Transformations of Phosphorus under Pressure from Simple Cubic to Simple Hexagonal Structures via Incommensurately Modulations: Electronic Origin

TL;DR

This paper investigates the structural transformations of phosphorus under high pressure, revealing phase changes from simple cubic to hexagonal structures driven by electronic factors, and discusses associated changes in physical properties like superconductivity.

Contribution

It provides a detailed analysis of phosphorus phase transitions under pressure, highlighting the electronic origin of incommensurate modulations and structural stability.

Findings

Phosphorus adopts simple cubic structure up to 103 GPa.

Superconductivity observed with Tc up to 9.5K at 32 GPa.

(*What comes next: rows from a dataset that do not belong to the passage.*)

PR #468, opened 2018-11-15
Dump the final secor configuration on the 'debug' log level

### LINKED ISSUE #465: Dumping secor configuration at startup
I'm still trying to configure secor, and what helped me a bit was to add this change to SecorConfig so it would dump the full configuration at startup, after all `include` and system properties have been applied:

```diff
diff --git a/src/main/java/com/pinterest/secor/common/SecorConfig.java b/src/main/java/com/pinterest/secor/common/SecorConfig.java
index 3c55ea6..4839ac7 100644
--- a/src/main/java/com/pinterest/secor/common/SecorConfig.java
+++ b/src/main/java/com/pinterest/secor/common/SecorConfig.java
@@ -18,8 +18,11 @@ package com.pinterest.secor.common;
 
 import com.google.api.client.repackaged.com.google.common.base.Strings;
 import org.apache.commons.configuration.ConfigurationException;
+import org.apache.commons.configuration.ConfigurationUtils;
 import org.apache.commons.configuration.PropertiesConfiguration;
 import org.apache.commons.lang.StringUtils;
+import org.slf4j.Logger;
+import org.slf4j.LoggerFactory;
 
 import java.util.HashMap;
 import java.util.Iterator;
@@ -33,6 +36,8 @@ import java.util.TimeZone;
  * @author Pawel Garbacki (pawel@pinterest.com)
  */
 public class SecorConfig {
+    private static final Logger LOG = LoggerFactory.getLogger(SecorConfig.class);
+
     private final PropertiesConfiguration mProperties;
 
     private static final ThreadLocal<SecorConfig> mSecorConfig = new ThreadLocal<SecorConfig>() {
@@ -54,6 +59,7 @@ public class SecorConfig {
                 properties.setProperty(entry.getKey().toString(), entry.getValue());
             }
 
+            LOG.trace("Configuration: " + ConfigurationUtils.toString(properties));
             return new SecorConfig(properties);
         }
     };
```

Would this be something acceptable, maybe in a cleaned up/nicer formatted way?

ankon:
Fixes #465

### DIFF
--- a/src/main/java/com/pinterest/secor/common/SecorConfig.java
+++ b/src/main/java/com/pinterest/secor/common/SecorConfig.java
@@ -18,8 +18,11 @@ package com.pinterest.secor.common;
 
 import com.google.api.client.repackaged.com.google.common.base.Strings;
 import org.apache.commons.configuration.ConfigurationException;
+import org.apache.commons.configuration.ConfigurationUtils;
 import org.apache.commons.configuration.PropertiesConfiguration;
 import org.apache.commons.lang.StringUtils;
+import org.slf4j.Logger;
+import org.slf4j.LoggerFactory;
 
 import java.util.HashMap;
 import java.util.Iterator;
@@ -33,6 +36,8 @@ import java.util.TimeZone;
  * @author Pawel Garbacki (pawel@pinterest.com)
  */
 public class SecorConfig {
+    private static final Logger LOG = LoggerFactory.getLogger(SecorConfig.class);
+
     private final PropertiesConfiguration mProperties;
 
     private static final ThreadLocal<SecorConfig> mSecorConfig = new ThreadLocal<SecorConfig>() {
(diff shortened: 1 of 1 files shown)


src/main/java/com/pinterest/secor/common/SecorConfig.java
```diff
@@ -54,6 +59,7 @@ protected SecorConfig initialValue() {
                 properties.setProperty(entry.getKey().toString(), entry.getValue());
             }
 
+            LOG.debug("Configuration: " + ConfigurationUtils.toString(properties));
```
HenryCaiHaiying: This '+' operation might be expensive, does this scheme work?

LOG.debug("Configuration: {}", properties)

If not, you can do:
    if (LOG.isDebugEnabled()) {
        LOG.debug ...
    }

ankon: Good point. I'll try, and update the branch then.

ankon:
Actually I think it made sense to apply _both_ suggestions:
- Using the template string looks cleaner than the string concatenation, and seems to be a "best practice" for logging
- The most important cost of dumping the configuration isn't in that string concatenation, but rather in building the string in the first place. Now this code is only run once, but it still seems prudent to avoid wasting cycles here.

Structural transformations linked to electronic structure changes.

Abstract

The lighter group-V element phosphorus forms the As-type (hR2) structure under pressure, above 5 GPa, and at 10 GPa transforms to the simple cubic structure (cP1), similar to arsenic. Despite of its low packing density, the simple cubic structure is stable in phosphorus over a very wide pressure range up to 103 GPa. On further pressure increase, the simple cubic structure transforms to a simple hexagonal structure (hP1) via a complex phase that was solved recently as incommensurately modulated. Structural transformations of phosphorus are connected with the changes of physical properties. Above 5 GPa phosphorus shows superconductivity with Tc reaching ~9.5K at 32GPa. The crystal structures and properties of high-pressure phases for phosphorus are discussed within the model of the Fermi sphere and Brillouin zone interactions.